(Saved entries)
PR #336, opened 2020-08-02
don't allways fill events.

pyama86:
Hi.
I notice this log which from `slack-ruby-bot` output.
```
#run_handlers: undefined method `[]' for nil:NilClass (NoMethodError)
away-from-keyboard-59cb64c5db-n76g7 away-from-keyboard-bot /usr/local/bundle/ruby/2.6.0/gems/slack-ruby-client-0.15.0/lib/slack/real_time/client.rb:254:in `run_handlers'
away-from-keyboard-59cb64c5db-n76g7 away-from-keyboard-bot /usr/local/bundle/ruby/2.6.0/gems/slack-ruby-client-0.15.0/lib/slack/real_time/client.rb:246:in `dispatch'
```
I don't always defined any hooks, so I add nil check before run_handler.

thanks!

### DIFF
--- a/CHANGELOG.md
+++ b/CHANGELOG.md
@@ -1,5 +1,6 @@
 ### 0.15.1 (Next)
 
+* Your contribution here.
 * [#336](https://github.com/slack-ruby/slack-ruby-client/pull/336): Don't allways fill events - [@pyama86](https://github.com/pyama86).
 
 ### 0.15.0 (2020/7/26)
--- a/CHANGELOG.md
+++ b/CHANGELOG.md
@@ -1,7 +1,7 @@
 ### 0.15.1 (Next)
 
 * Your contribution here.
-* [#336](https://github.com/slack-ruby/slack-ruby-client/pull/336): Don't allways fill events - [@pyama86](https://github.com/pyama86).
+* [#336](https://github.com/slack-ruby/slack-ruby-client/pull/336): Fix: handle nil events - [@pyama86](https://github.com/pyama86).
 
 ### 0.15.0 (2020/7/26)
 
--- a/CHANGELOG.md
+++ b/CHANGELOG.md
@@ -1,6 +1,6 @@
 ### 0.15.1 (Next)
 
-* Your contribution here.
+* [#336](https://github.com/slack-ruby/slack-ruby-client/pull/336): Don't allways fill events - [@pyama86](https://github.com/pyama86).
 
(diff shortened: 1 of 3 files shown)


CHANGELOG.md
```diff
@@ -1,6 +1,6 @@
 ### 0.15.1 (Next)
 
-* Your contribution here.
```
dblock, line 3: danger wants you to put this back

CHANGELOG.md
```diff
@@ -1,6 +1,6 @@
...
+* [#336](https://github.com/slack-ruby/slack-ruby-client/pull/336): Don't allways fill events - [@pyama86](https://github.com/pyama86).
```
dblock, line 3: Maybe "Fix: handle `nil` events"?

lib/slack/real_time/client.rb
```diff
@@ -251,9 +251,11 @@ def dispatch(event)
       end
 
       def run_handlers(type, data)
-        handlers = store.class.events[type.to_s]
-        handlers&.each do |handler|
-          store.instance_exec(data, &handler)
+        if store.class.events
```
dblock, line 254:
```ruby
return unless store.class.events
...
```

lib/slack/real_time/client.rb
```diff
@@ -251,9 +251,11 @@ def dispatch(event)
...
+          handlers = store.class.events[type.to_s]
+          handlers&.each do |handler|
```
dblock, line 256:
```ruby
return unless handlers
```

... to be consistent

lib/slack/real_time/client.rb
```diff
@@ -251,7 +251,11 @@ def dispatch(event)
       end
 
       def run_handlers(type, data)
+        return unless store.class.events
+
         handlers = store.class.events[type.to_s]
+        return unless handlers
+
         handlers&.each do |handler|
```
dblock, line 259: No longer need `&` here.

pyama86:
> didn't look at the detail.
It seems that the test failed in a place that has nothing to do with my change.

dblock:
> > didn't look at the detail.
> 
> It seems that the test failed in a place that has nothing to do with my change.

We still need to get the build (back to) green first. I will take a look when I have time, or you can :)

dblock:
Now it all makes sense, merged ;)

- _ASSIGNED TASK_
Wherever the word "bundle" occurs in the data above, copy the line it sits in.

- _RESULT BELOW_
away-from-keyboard-59cb64c5db-n76g7 away-from-keyboard-bot /usr/local/bundle/ruby/2.6.0/gems/slack-ruby-client-0.15.0/lib/slack/real_time/client.rb:254:in `run_handlers'
away-from-keyboard-59cb64c5db-n76g7 away-from-keyboard-bot /usr/local/bundle/ruby/2.6.0/gems/slack-ruby-client-0.15.0/lib/slack/real_time/client.rb:246:in `dispatch'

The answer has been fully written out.